What signals a Change to SPMS

sallum

1d

So here I am 16 years after diagnosis of RRMS, and being advised that as my initial symptoms were sensory it would lead to hopefully a better prognosis, my neoro was right!

I’ve had relapses, but these have been all sensory - Optic neuritis, stabbing head pains with right sided spasms and loss of speech, vertigo and plenty of numbness from my waist down & on my face) & pins and needles - yes I am very lucky!

But in the last couple of years I have started getting foot spasms on my right side. Nothing too bad really just my toes separating or my foot arcing or stretching out. Magnesium helps.

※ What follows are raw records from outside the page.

PR #3032, opened 2016-07-01
dashboard: Added a link below the apps list to toggle the system apps

### LINKED ISSUE #2109: dashboard: Document how to view system apps
Adding `system=true` to the URL params will show all the system apps (e.g. https://dashboard.demo.localflynn.com/apps?system=true).

There should be a link somewhere in the UI to toggle this param.

philiplb:
fixes #2109

Signed-off-by: Philip Lehmann-Boehm <philip@philiplb.de>

### DIFF
--- a/dashboard/app/lib/javascripts/dashboard/views/apps-list.js.jsx
+++ b/dashboard/app/lib/javascripts/dashboard/views/apps-list.js.jsx
@@ -17,8 +17,15 @@ var AppsList = React.createClass({
 		return (
 			<ul className="items-list">
 				{apps.map(function (app) {
+					var classes = [];
+					if (assertEqual(app.id, selectedAppId)) {
+						classes.push("selected");
+					}
+					if (assertEqual(app.meta["flynn-system-app"], "true")) {
+						classes.push("system-application");
+					}
 					return (
-						<li key={app.id} className={assertEqual(app.id, selectedAppId) ? "selected" : ""}>
+						<li key={app.id} className={ classes.join(" ") }>
 							<RouteLink path={getAppPath(app.id)}>
 								{app.name}
 							</RouteLink>
--- a/dashboard/app/lib/javascripts/dashboard/views/apps.js.jsx
+++ b/dashboard/app/lib/javascripts/dashboard/views/apps.js.jsx
@@ -3,6 +3,7 @@ import AppsStore from '../stores/apps';
 import AppsListHeader from './apps-list-header';
 import AppsList from './apps-list';
 import App from './app';
+import RouteLink from './route-link';
 
 var Apps = React.createClass({
 	displayName: "Views.Apps",
@@ -16,6 +17,12 @@ var Apps = React.createClass({
 					{React.createElement(AppsList, extend({}, this.props.appsListProps, {
 						apps: this.state.apps
 					}))}
+
+					<section className="system-applications-link">
+						<RouteLink path={"/apps"} params={{system: !this.props.showSystemApps }}>
+							{this.props.showSystemApps ? 'Hide' : 'Show'} System Applications
+						</RouteLink>
+					</section>
 				</section>
 
 				<section className="panel app-panel full-height">
--- a/dashboard/app/lib/stylesheets/dashboard/apps.scss
+++ b/dashboard/app/lib/stylesheets/dashboard/apps.scss
@@ -12,3 +12,6 @@
   overflow-y: auto;
 }
 
+.system-applications-link {
+  text-align: right;
+}
--- a/dashboard/app/lib/stylesheets/dashboard/items-list.scss
+++ b/dashboard/app/lib/stylesheets/dashboard/items-list.scss
@@ -18,14 +18,19 @@
   > li {
     position: relative;
     border-bottom: 1px solid $grayBlueColor;
+    border-left: 0.5em solid transparent;
     &:last-of-type {
       border: 0;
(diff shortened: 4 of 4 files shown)


dashboard/app/lib/javascripts/dashboard/views/apps.js.jsx
```diff
@@ -16,6 +17,10 @@ var Apps = React.createClass({
 					{React.createElement(AppsList, extend({}, this.props.appsListProps, {
 						apps: this.state.apps
 					}))}
+
+					<section>
+						<SystemApplicationsLink />
```
jvatic: `this.props.showSystemApps` is [passed in from the router](https://github.com/flynn/flynn/blob/master/dashboard/app/lib/javascripts/dashboard/routers/apps.js#L93-L127). Between that and passing in a `getAppsPath` prop function similar to the `getAppPath` one we should be able to inline the whole thing here fairly easily.

I'm thinking something like:

```jsx
<RouteLink path={ this.props.getAppsPath({ system: !this.props.showSystemApps }) }>
  { this.props.showSystemApps ? 'Hide' : 'Show' } System Applications
</RouteLink>
```

(The `<RouteLink/>` component is defined [here](https://github.com/flynn/flynn/blob/master/dashboard/app/lib/javascripts/dashboard/views/route-link.js.jsx).)

philiplb:
Good hint. I simplyfied the View a lot with the already existing flag. And I removed the handling of existing parameters. Reason: Actually weird behaviour if a system application was selected and then they were hidden again. The application still showed up on the right, but had no entry in the list anymore. Then it's better to not select anything IMO.
And I added a little marker on the system application list entries.

I tried the way you proposed but I like it a bit more if the little component is self contained and not another component used elsewhere is used. This could lead to side effects later.

dashboard/app/lib/javascripts/dashboard/views/apps-list.js.jsx
```diff
@@ -17,8 +17,16 @@ var AppsList = React.createClass({
 		return (
 			<ul className="items-list">
 				{apps.map(function (app) {
+					var classes = [];
+					if (assertEqual(app.id, selectedAppId)) {
+						classes.push("selected");
+					}
+					if (typeof app.meta["flynn-system-app"] !== undefined &&
```
jvatic: No need to test for `undefined`, the latter assertion alone is fine. (Also `app.meta.hasOwnProperty('flynn-system-app')` is more idiomatic.)

dashboard/app/lib/stylesheets/dashboard/items-list.scss
```diff
@@ -26,6 +26,9 @@
       background-color: $greenColor;
       color: $whiteColor;
     }
+
+    &.system-application {
+      border-left: 5px solid $darkerGrayBlueColor;
```
jvatic: should probably add a transparent border to all the other apps to align things properly, and `em` would be a better unit in this case (something like `0.25em`).

jvatic:
> Then it's better to not select anything IMO.

Sounds reasonable.

> I like it a bit more if the little component is self contained and not another component used elsewhere is used.

In this case it's better to use the `RouteLink` component. It's one of the building blocks of the entire application and is used everywhere else to override the default click behavior and use pushState instead.

> This could lead to side effects later.

It's more likely that re-implementing this logic everywhere will cause things to work inconsistently and also makes any issue related to this harder to track down. So long as the component has a clearly defined singular purpose side effects should be non-existent.

dashboard/app/lib/javascripts/dashboard/views/system-applications-link.js.jsx
```diff
@@ -0,0 +1,26 @@
...
+var SystemApplicationsLink = React.createClass({
+	displayName: "Views.SystemApplicationLink",
+
+	render: function () {
+		var props = extend({}, this.props);
+		props.href = this.__getHref();
+		props.className = "system-applications-link";
+		var label = (this.props.showSystemApps ? "Hide" : "Show") +
+			" System Applications";
+		return React.createElement('a', props, label);
```
jvatic: JSX is preferred over using the React API directly. This could be simplified to:

```jsx
return (
  <a href={this.__getHref()} className="system-applications-link">
    {this.props.showSystemApps ? 'Hide' : 'Show'} System Applications
  </a>
);
```

philiplb:
I see, I thought the RouteLink was just used for the route links of the applications. :)
If you like, I would visit it again and switch to it.
If the current solution is ok for you, go for a merge of course. :) I would later then open a separate PR then.

jvatic:
`RouteLink` should definitely be used here.

```jsx
import RouteLink from './route-link';
// ...
<RouteLink path={"/apps"} params={{system: !this.props.showSystemApps }}>
 ...
</RouteLink>
```

philiplb:
Done. :)

dashboard/app/lib/stylesheets/dashboard/apps.scss
```diff
@@ -12,3 +12,6 @@
   overflow-y: auto;
 }
 
+.system-applications-link {
+  float: right;
```
jvatic: Wrap in a `<div>` and set `text-align: right` on it (a clear fix is needed otherwise).

jvatic:
LGTM pending comment
Thanks!

philiplb:
Nice.
Comment addressed.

But just recently the feelings in my left leg have become more intense and the other evening my left foot contorted so bad it looked like it was broken! It was extremely painful, but didn’t last long - thank goodness! I also have a tightness and lump over my achillese tendonitis - tendonitis and have exercises for this but with no change

So, is this the beginning of things changing for me? I have been taking Aubagio for 5 years now, which looks like it may be helping slow things down, but what are peoples thoughts about progression?

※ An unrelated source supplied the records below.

Issue #3031, opened 2016-07-01
can't SSL to gitreceive (via git push) on fresh AWS installation


swaits:
Just installed using v20160701.0.

When I try to git push I get: `fatal: unable to access 'https://blah/blah.git/': SSL: certificate verification failed (result: 5)`

@jvatic has more context on this (via irc)

titanous:
Fixed by #3049.

Issue #3035, opened 2016-07-02
controller: domain migration doesn't create new route for all apps


jvatic:

jvatic:
This was fixed in #3049

PR #3036, opened 2016-07-02
installer: Add workaround for issue #3035

jvatic:


titanous:
Does this also apply to the `migrate-domain` command? Has it already been fixed in the domain migration worker code?

jvatic:
@titanous I believe it does, however I've yet to track down the source of the issue.

jvatic:
This also fixes #3031

titanous:
I'd like to see the root cause identified and fixed before merging this.

titanous:
Superceded by #3049.

PR #3049, opened 2016-07-05
router: Fix TLS migration

### LINKED ISSUE #2989: Restore a backup v20160512 to v20160624.1 doesn't restore the TLS certificates
Hi,
after upgrading from v20160512 to v20160624.1 from backup, all TLS routes have lost their certificate and are using some self signed ones now.
Currently, I'm restoring the routes manually by removing and adding them.

jvatic:
Closes #2989


titanous:
LGTM

PR #3055, opened 2016-07-05
util/packer,Vagrantfile: Only start Docker at boot in dev VM

titanous:
Before this change, it started in provisioned EC2 instances as well.


josephglanville:
LGTM

PR #3056, opened 2016-07-05
blobstore: Fix parsing of double space in backend config

titanous:
This fixes a case where the parser will error if there are two spaces in a row.


josephglanville:
LGTM

titanous:
@philiplb Thanks for reporting this!

PR #4425, opened 2018-08-29
test: Run the CI runner in Flynn

lmars:
This updates the CI runner so that it will run inside a Flynn cluster (rather than running directly on a host machine using systemd), which makes it much easier to cleanup leaking VMs (just restart the job) and to test changes to the CI runner.

Since the CI runner needs access to loop and KVM devices, and needs to configure networking, I've added the concept of "job profiles" which give the job the extra devices and capabilities it needs:

- the `loop` profile finds an available loop device and creates it at `/dev/loop0` inside the job
- the `kvm` profile gives access to the `/dev/kvm` and `/dev/net/tun` devices as well as adding the `CAP_NET_ADMIN` capability for creating bridge and TAP devices
- the `zfs` profile gives access to the `/dev/zfs` device and `/dev/zvol` symlinks

I've also updated `dep` to `v0.5.0` as I was having issues updating other vendored dependencies.


host/profiles.go
```diff
@@ -0,0 +1,190 @@
...
+		return nil, fmt.Errorf("unexpected data in %s: %q", path, data)
+	}
+	dev := &device{}
+	dev.major, err = strconv.ParseInt(s[0], 10, 64)
+	if err != nil {
+		return nil, fmt.Errorf("error parsing device major number from %q: %s", data, err)
+	}
+	dev.minor, err = strconv.ParseInt(s[1], 10, 64)
+	if err != nil {
+		return nil, fmt.Errorf("error parsing device minor number from %q: %s", data, err)
```
titanous: These two errors should include the path that failed to parse as well.

titanous:
What happens to the database of test runs? Do we need to move that to Postgres?

host/profiles.go
lmars: Done in b0a97b9.

PR #4434, opened 2018-09-13
dep: Cleanup vendor, remove golang.org/x/crypto/acme

jvatic:


Gopkg.lock
```diff
@@ -1117,6 +1117,7 @@
     "github.com/tiborvass/uniline",
     "github.com/vanillahsu/go_reuseport",
     "github.com/vishvananda/netlink",
+    "golang.org/x/crypto/acme",
     "golang.org/x/crypto/acme/autocert",
```
lmars: Did you run this through `dep ensure`? I think it's the case that we need to remove `golang.org/x/crypto/acme/autocert` rather than add `golang.org/x/crypto/acme` (we removed the dependency on autocert when moving the CI runner to run in Flynn, see https://github.com/flynn/flynn/commit/f1d9d490a7dddc820af2b3398298da19ed1d483f#diff-e3b09e9ffe6a8fd563ad4e263b4eb343L46)

jvatic: Ah, I was operating under the assumption it should be there due to it being in `vendor`.

jvatic: No worries! I've updated this PR to remove it completely.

Am I moving into the SPMS stage or is that when you have spinal lesions (although I don’t really know where my lesions are now a days with no face to face appointments and a memory like a seive!).

BTW I also have hip bursitis on my right side and my muscles need strengthening - I’m currently seeing a physio for this and she has mentioned that sometimes she’s seen similarities in patients with MS.

I haven’t had a relapse in years, but isn’t that what DMDs are supposed to do to reduce occurrancy of attacks?

Thanks for your input

Sharon xxx

Off to see my GP tomorrow about my foot/heel pain. My lumps is becomming more pronounced with swelling in my foot too!